October, 20 2015, 10:15am EDT
For Immediate Release
Contact:
Expert contact: Dana Perls, (510) 978- 4425, dperls@foe.org
Communications contact: Kate Colwell, (202) 222- 0744, kcolwell@foe.org
Wendy's Says No To GMO Apple "No Demand For This New GMO" As Dark Act Approaches
WASHINGTON D.C. - Wendy's (NASDAQ: WEN) one of the nation's top restaurant chains, has confirmed the company does not plan to sell or use the Arctic(r) apple. In the wake of widespread criticism of the USDA's recent approval of the first genetically engineered apple, the Food and Drug Administration recently deemed the Arctic(r) apple, owned by synthetic biology company Intrexon (NYSE: XON), safe for consumption, relying only on company data through a voluntary safety consultation.
WASHINGTON D.C. - Wendy's (NASDAQ: WEN) one of the nation's top restaurant chains, has confirmed the company does not plan to sell or use the Arctic(r) apple. In the wake of widespread criticism of the USDA's recent approval of the first genetically engineered apple, the Food and Drug Administration recently deemed the Arctic(r) apple, owned by synthetic biology company Intrexon (NYSE: XON), safe for consumption, relying only on company data through a voluntary safety consultation. Like other GMOs, the Arctic Apple will not be required to be labeled as genetically engineered.
Wendy's, which sells apple slices in its kids' meals, confirmed in an email to Friends of the Earth that it has no plans to sell Arctic(r) apples. Major food companies including McDonald's (NYSE: MCD) and Gerber (OTCMKTS: NSRGY) have also stated that they have no plans to source or sell this genetically engineered apple.

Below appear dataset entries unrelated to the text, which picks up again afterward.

PR #14488, opened 2025-07-07
trim content of `INSTALLER` file

nilskch:
## Summary

We are using UV as a library and `installer()` returned `"pip\n"`. The packages got installed by the pip package manager and not by UV. pip seems to add a new line to the installer and UV does not.


konstin:
We could probably write a newline for pip too, adding a newline to the last line of a file is a good practice, but I disgress.

Issue #14394, opened 2025-07-01
Is it possible to upgrade just a single package if you change exclude-newer?


alarthast:
### Question

The default behaviour of `uv` is to prefer the previously locked versions of packages if there is an existing `uv.lock` file[^1]. However, if we use the `--exclude-newer` option, then upgrading a single package also upgrades all other packages:

i.e.
```bash
uv lock --exclude-newer <yesterday>
uv lock --exclude-newer <today> --upgrade-package foo
```
will lead to something like:
```
Ignoring existing lockfile due to change in timestamp cutoff: `2025-06-30T23:00:00Z` vs. `2025-07-01T23:00:00Z`
```
And the attempt to upgrade a single package will upgrade all packages with the new timestamp.

Is there a way to upgrade a single package with a newer timestamp, while preserving the versions of existing locked packages? The only way we have found to do this is to manually edit the timestamp in the lockfile before updating a single package, which is obviously not recommended.

Our use-case is that we use `--exclude-newer` to implement a 7 day cool-off period for upgrading dependencies in our projects. However, on occasion there are critical security updates to a dependency that we want to upgrade without waiting for the 7 day cool-off. We’d like to be able to update occasional urgent exceptions (and their required transitive dependencies) to a more recent version without simultaneously upgrading all the other packages.

[^1]: https://docs.astral.sh/uv/concepts/projects/sync/#upgrading-locked-package-versions

### Platform

Linux 6.8.0-60-generic x86_64 GNU/Linux

### Version

uv 0.7.17

charliermarsh:
Yeah we ignore the existing versions entirely if the `--exclude-newer` timestamp changes, though we don't necessarily have to -- we could respect them as preferences. I'm worried that behavior would lead to more user-surprise, though, since incrementing the `--exclude-newer` wouldn't cause any dependencies to get upgraded by default.

alarthast:
Thanks for answering! We're certainly interested for there to be some way of doing a single package upgrade with `--exclude-newer`, but see why that hadn't been made an option so far. (If there is some workaround that we have missed, please kindly let us know!)

zanieb:
I guess the easiest fix within the existing design would be to support `exclude-newer-package`

konstin:
[...]

PR #14489, opened 2025-07-07
Add `exclude-newer-package`

zanieb:
Adds `exclude-newer-package = { package = timestamp, ... } ` and `--exclude-newer-package package=timestamp`. These take precedence over `exclude-newer` for a given package.

This does need to be serialized to the lockfile, so the revision is bumped to 3. I tested a previous version and we can read a lockfile with this information just fine.

Closes https://github.com/astral-sh/uv/issues/14394


crates/uv-resolver/src/lock/mod.rs
```diff
@@ -278,11 +279,23 @@ impl Lock {
...
+            (global_exclude_newer, package_exclude_newer)
+        };
+
         let options = ResolverOptions {
             resolution_mode: resolution.options.resolution_mode,
             prerelease_mode: resolution.options.prerelease_mode,
             fork_strategy: resolution.options.fork_strategy,
-            exclude_newer: resolution.options.exclude_newer,
+            exclude_newer,
+            exclude_newer_package,
```
konstin, line 298: Why are we doing this loop where we unpack an `ExcludeNewer` to eventually build an `ExcludeNewer` again?

crates/uv/src/commands/project/add.rs
```diff
@@ -1282,6 +1282,7 @@ impl PythonTarget {
 
 /// Represents the destination where dependencies are added, either to a project or a script.
 #[derive(Debug, Clone)]
+#[allow(clippy::large_enum_variant)]
```
konstin, line 1285: Should we `Box` instead?

zanieb: I don't think it's worth it, it's a small size difference and we don't construct many of these enums.

crates/uv-resolver/src/lock/mod.rs
zanieb: I'll look, there was something weird there but maybe it's since been resolved.

zanieb: Yeah... because `ResolverOptions` is used to deserialize from the lockfile, so they need to be decomposed

Issue #14464, opened 2025-07-05
No way to add existing projects to a workspace


kyle-basis:
### Summary

Hi, I'm trying to scriptify `uv` to create a workspace automatically for a CMake tree (foolish, I know). I have something working via creating a `pyproject.toml` by hand, but I'd love to use `uv` to script this instead. Unfortunately there doesn't seem to be a great way to add existing projects to a workspace. My choices are `uv add <project>` which doesn't add to `tool.uv.workspace` (nor flag the member as workspace), or `uv init` which doesn't have any flag such as `--exists`. #5388 exists, but doesn't quite cover what I need.

The end result I want is something like this:
```
[project]
name = "basis_cmake"
requires-python = ">=3.12"
version = "0.0.0"
dependencies = [
  "basis-unit-pybind-test",
]

[build-system]
requires = [
  "setuptools",
]
build-backend = "setuptools.build_meta"

[tool.setuptools]
py-modules = []

[tool.uv.sources]
basis-unit-pybind-test = { workspace = true }
[tool.uv.workspace]
members = [
  "/basis/unit/pybind_test/py",
]

[dependency-groups]
dev = [
    "jinja2>=3.1.6",
    "jsonschema>=4.24.0",
    "pyyaml>=6.0.2",
]
```

This is almost scriptable, just no way to add to workspace, I have a nearly working example that looks like:
```
        execute_process(COMMAND ${UV} init
                            --name ${UV_PROJECT_NAME}
                            --bare
                            --no-readme
                            --no-description
                            --lib
                            --author-from none
                            --python ${UV_PYTHON_VERSION}
                            --build-backend uv
                        COMMAND_ERROR_IS_FATAL ANY)
        execute_process(COMMAND ${UV} version ${UV_PROJECT_VERSION}
                        COMMAND_ERROR_IS_FATAL ANY)
```
but I'm forced to instead manually write toml line by line.

If there's support from the `uv` team I'd be happy to "de-rust" my rust and contribute.

### Example

Either:
`uv add --workspace <path>` could add a project to the workspace with the proper pathing
or:
`uv init --existing --bare` (or similar) could add an existing project to a workspace without touching anything else

charliermarsh:
Yeah I think `--workspace` should be supported.

kyle-basis:
Dangit @charliermarsh  - while I appreciate the quick resolution I was kind of excited to have a chance to contribute. :)

PR #14496, opened 2025-07-07
Add `--workspace` flag to `uv add`

charliermarsh:
## Summary

Closes https://github.com/astral-sh/uv/issues/14464.


charliermarsh:
~I think this doesn't properly revert the changes to the root `pyproject.toml`.~ (Fixed)

zanieb:
(i.e., since `uv init` in a project will make it a workspace member by default)

charliermarsh:
Yeah, like anything under the workspace root?

zanieb:
Yeah, with `--no-workspace` to opt-out?

charliermarsh:
Yeah, that makes sense. Do you think that specific change should go out in v0.8 though, since it's a change in behavior?

zanieb:
I think it'd be okay either way, but that would be reasonable.

zhuoqun-chen:
Hi @charliermarsh and @zanieb, sorry to bother here, I'm wondering if `uv add --workspace` supports adding existing paths as workspace members via relative paths. (I'm not familiar with `rust` so not sure my question is actually related or not, correct me if I'm wrong. :D)

say I have such tree on my host machine:

```log
/home/username/work
├── mono-a/
│   ├── .devcontainer/
│   ├── libs/
│   └── pyproject.toml
├── mono-b/
│   └── pyproject.toml
├── orphan-1/
│   └── pyproject.toml
├── orphan-2/
│   └── pyproject.toml
└── orphan-3/
    └── pyproject.toml
```

if I want to add existing `orphan-1` project as a workspace member of `mono-a` into `mono-a/libs/orphan-1`, will `uv` add it as `/home/username/work/orphan-1` or `../../orphan-1`?

My use case prefers the `../../orphan-1`.

My current practice before this commit is:

1. I open `mono-a` as a vscode project and
2. I `reopen it in devcontainer` and mount `/home/username/work` as `/workspace` inside the container, which makes all the required members visible inside `/workspace/mono-a` after properly creating all the needed relative symlinks before entering the container.

Or if there is any better practice I'm missing here?

Issue #14485, opened 2025-07-07
Unwanted lock file updates


melMass:
### Summary

In a workspace where I use torch nightly, whenever I interact with uv (like `uv add`) it updates torch and the lock file to latest nightly... I can't find how to avoid the lock file from updating it as I want to manually issue `-U`

Full repro here: https://github.com/melMass/reproduction/tree/python/uv-add-updates-lock

https://github.com/user-attachments/assets/75160931-5fd7-4c6b-a957-abf7e1d3b77f

### Platform

Windows 11 x64

### Version

uv 0.7.9 (13a86a23b 2025-05-30)

### Python version

3.11.11

zanieb:
I can reproduce this, thanks!

zanieb:
Is this resolved if you set

```
[tool.uv]
prerelease = "allow"
```

I believe the problem is that we're filtering out the existing preference for the pre-release `dev` version.

(It won't work immediately, as adding this setting invalidates the lockfile, but it should work after that)

melMass:
I added it! Let's see if it happens soon, it's a project I work on daily (comfyui) and torch nightlies are very frequent. I'll post updates here.

PR #5736, opened 2024-08-02
Respect pre-release preferences from input files

charliermarsh:
## Summary

Right now, if you have a `requirements.txt` with a pre-release, but the `requirements.in` does not have a pre-release marker for that dependency we drop the pre-release. (In the selector, we end up returning `AllowPrerelease::IfNecessary`, the default.)

I played with a few ways of solving this... The first was to remove that guard altogether. But if we do that, `universal_transitive_disjoint_prerelease_requirement` fails (we use `1.17.0rc1` in both forks, when it should only apply to one of the two).

The second was to do that, but also avoid pushing pre-releases as preferences when we solve a fork. But then `universal_disjoint_prereleases` fails, because we return a different pre-release in each fork.

Finally, I settled on allowing existing pre-releases in forks if they have no markers on them, i.e., they are "global" preferences. I believe this is true IFF the preference came from an existing lockfile.

Closes https://github.com/astral-sh/uv/issues/5729.

PR #14498, opened 2025-07-07
Fix handling of pre-releases in preferences

zanieb:
Closes https://github.com/astral-sh/uv/issues/14485

I tested this using the reproduction in the issue. It'd be nice to add test coverage though.

### DIFF
--- a/crates/uv-resolver/src/candidate_selector.rs
+++ b/crates/uv-resolver/src/candidate_selector.rs
@@ -289,14 +289,12 @@ impl CandidateSelector {
                 let allow = match self.prerelease_strategy.allows(package_name, env) {
                     AllowPrerelease::Yes => true,
                     AllowPrerelease::No => false,
-                    // If the pre-release is "global", i.e., it comes from a solve without a fork,
-                    // or is provided via a lockfile, accept it unless pre-releases are completely
-                    // banned.
+                    // If the pre-release was provided via an existing file, rather than from the
+                    // current solve, accept it unless pre-releases are completely banned.
                     AllowPrerelease::IfNecessary => match source {
-                        PreferenceSource::Fork => false,
+                        PreferenceSource::Resolver => false,
                         PreferenceSource::Lock
                         | PreferenceSource::Environment
-                        | PreferenceSource::Resolve
                         | PreferenceSource::RequirementsTxt => true,
                     },
                 };
--- a/crates/uv-resolver/src/candidate_selector.rs
+++ b/crates/uv-resolver/src/candidate_selector.rs
@@ -13,10 +13,9 @@ use uv_normalize::PackageName;
 use uv_pep440::Version;
 use uv_types::InstalledPackagesProvider;
 
-use crate::preferences::{Entry, Preferences};
+use crate::preferences::{Entry, PreferenceSource, Preferences};
 use crate::prerelease::{AllowPrerelease, PrereleaseStrategy};
 use crate::resolution_mode::ResolutionStrategy;
-use crate::universal_marker::UniversalMarker;
 use crate::version_map::{VersionMap, VersionMapDistHandle};
 use crate::{Exclusions, Manifest, Options, ResolverEnvironment};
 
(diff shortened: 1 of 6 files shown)


crates/uv-resolver/src/candidate_selector.rs
```diff
@@ -290,9 +289,16 @@ impl CandidateSelector {
...
+                    // If the pre-release is "global", i.e., it comes from a solve without a fork,
+                    // or is provided via a lockfile, accept it unless pre-releases are completely
+                    // banned.
+                    AllowPrerelease::IfNecessary => match source {
+                        PreferenceSource::Fork => false,
+                        PreferenceSource::Lock
+                        | PreferenceSource::Environment
+                        | PreferenceSource::Resolve
+                        | PreferenceSource::RequirementsTxt => true,
+                    },
```
zanieb: This is the crux of the change. I believe relying on `marker.is_true()` to determine if we should respect a preference was fallible for cases where the preference came an existing fork in the lockfile with markers attatched.

crates/uv/src/commands/project/mod.rs
```diff
@@ -1730,7 +1730,7 @@ pub(crate) async fn resolve_names(
 }
 
 #[derive(Debug, Clone)]
-pub(crate) enum PreferenceSource<'lock> {
+pub(crate) enum PreferenceLocation<'lock> {
```
zanieb, line 1733: This renamed to disambiguate from `Source`

crates/uv-resolver/src/preferences.rs
```diff
@@ -171,11 +177,26 @@ impl From<Option<IndexUrl>> for PreferenceIndex {
...
+    Environment,
+    /// The preference is from a `uv.ock` file.
+    Lock,
+    /// The preference is from a `requirements.txt` file.
+    RequirementsTxt,
+    /// The preference is from the current solve, without a fork.
+    Resolve,
+    /// The preference is from a fork in the current solve.
+    Fork,
+}
```
zanieb: A little annoyed by the number of source variants, but propagating them from the original location seemed better than assuming one variant during `Preferences::from_iter` and another during `Preferences::insert` (which was my first implementation)

crates/uv/src/commands/project/mod.rs
charliermarsh: Yeah that's good.

crates/uv-resolver/src/candidate_selector.rs
charliermarsh: I don't think I remember / understand the "rather than a fork" / "comes from a solve without a fork" part, can you help me with that? In other words, why do we have both `fork` and `resolve`?

zanieb: Previously we used `marker.is_true()` to capture the case where `resolution.env.try_universal_markers()` returns `None` (which indicates we're not in a fork) and is unwrapped to `UniversalMarker::TRUE` and propagated here. Now, we just move that up to https://github.com/astral-sh/uv/pull/14498/files#diff-6be6d80fe4821c47b70a372260f55e73b8da8182b8dcad7525d5cd3eb584532bR448-R452.

I don't actually know if we should do something different with `PreferenceSource::Resolve`, but this is intended to match the existing behavior in case it was important — I don't actually know the original motivation either. I could do some digging.

charliermarsh: It looks like it's been around for a long time: https://github.com/astral-sh/uv/pull/5736. I guess this was a proxy for detecting whether the pre-release came from a lock file? I suspect you could collapse the fork and resolve cases, and make them both false...

zanieb: I'm down for trying it.

charliermarsh: The PR suggests we have scenarios to test this already, so worth trying I think.

charliermarsh (approved):

PR #14503, opened 2025-07-08
Normalize trailing slashes only during lockfile validation

### LINKED ISSUE #14367: `--find-links` URL Handling Regression in uv 0.7.17

jtfmumm:
We were normalizing index URLs to remove trailing slashes, but this is incorrect behavior for `find-links` URLs (#14367). However, special-casing `find-links` URLs would require that [we stop normalizing URLs when validating lockfiles](https://github.com/astral-sh/uv/pull/14387#issuecomment-3047046094) (or only normalize Simple API URLs at that point). However, when parsing lockfiles, we no longer know whether a registry source was a Simple API or `find-links` URL.

The purpose of URL normalization was to prevent lockfile validation failure when the only difference is the trailing slash in an index (#13707). This PR moves all normalization to the lockfile validation stage. This way, when performing ordinary operations, we use the URLs as provided.

Fixes #14367

### DIFF
--- a/crates/uv-distribution-types/src/file.rs
+++ b/crates/uv-distribution-types/src/file.rs
@@ -176,6 +176,10 @@ impl UrlString {
     /// it's the only path segment, e.g., `https://example.com/` would be unchanged.
     #[must_use]
     pub fn without_trailing_slash(&self) -> Cow<'_, Self> {
+        if !self.as_ref().ends_with('/') {
+            return Cow::Borrowed(self);
+        }
+
         self.as_ref()
             .strip_suffix('/')
             .filter(|path| {
--- a/crates/uv-pep508/src/verbatim_url.rs
+++ b/crates/uv-pep508/src/verbatim_url.rs
@@ -51,11 +51,8 @@ impl VerbatimUrl {
 
     /// Parse a URL from a string.
     pub fn parse_url(given: impl AsRef<str>) -> Result<Self, ParseError> {
-        let url = Url::parse(given.as_ref())?;
-        Ok(Self {
-            url: DisplaySafeUrl::from(url),
-            given: None,
-        })
+        let url = DisplaySafeUrl::parse(given.as_ref())?;
+        Ok(Self { url, given: None })
     }
 
     /// Parse a URL from an absolute or relative path.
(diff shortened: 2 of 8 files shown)


crates/uv-pep508/src/verbatim_url.rs
```diff
@@ -193,6 +190,32 @@ impl VerbatimUrl {
             .to_file_path()
             .map_err(|()| VerbatimUrlError::UrlConversion(self.url.to_file_path().unwrap()))
     }
+
+    /// Return the [`VerbatimUrl`] (as a [`Cow`]) with trailing slash removed.
+    ///
+    /// This matches the semantics of [`Url::pop_if_empty`], which will not trim a trailing slash if
+    /// it's the only path segment, e.g., `https://example.com/` would be unchanged.
+    #[must_use]
+    pub fn without_trailing_slash(&self) -> Cow<'_, Self> {
```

"Wendy's is wisely listening to its customers by joining other major food companies and apple growers in rejecting this unnecessary and risky genetically engineered apple," said Lisa Archer, food and technology program director at Friends of the Earth. "It's becoming increasingly clear that there is no demand for this new GMO."
Despite growing public demands for transparency and GMO labeling, large chemical and food companies continue to push for introduction of a Senate companion bill to HR 1599, dubbed the Deny Americans the Right to Know (DARK) Act. This bill, recently approved in the House of Representatives, would preempt state and local authority to label and regulate genetically engineered food, allow food companies to make false 'natural' claims about foods containing GMOs, and would codify the failed system of voluntary labeling of GMOs. A Senate Agriculture Committee hearing on GMO regulation has been scheduled for October 21, 2015.
Consumer outcry over the USDA and FDA's approval led ten environmental and consumer organizations, including Friends of the Earth, to ask Burger King(NYSE: BKW), Wendy's Company(NASDAQ: WEN), Subway and Dunkin' Brands(NASDAQ: DNKN) to not sell the Arctic(r) apple -- which may pose numerous environmental, health and economic risks. Friends of the Earth, CREDO, Center for Food Safety, Food & Water Watch, Green America and Organic Consumers Association have gathered more than 266,000 petition signatures urging major fast food restaurants and food companies to not source GMO apples.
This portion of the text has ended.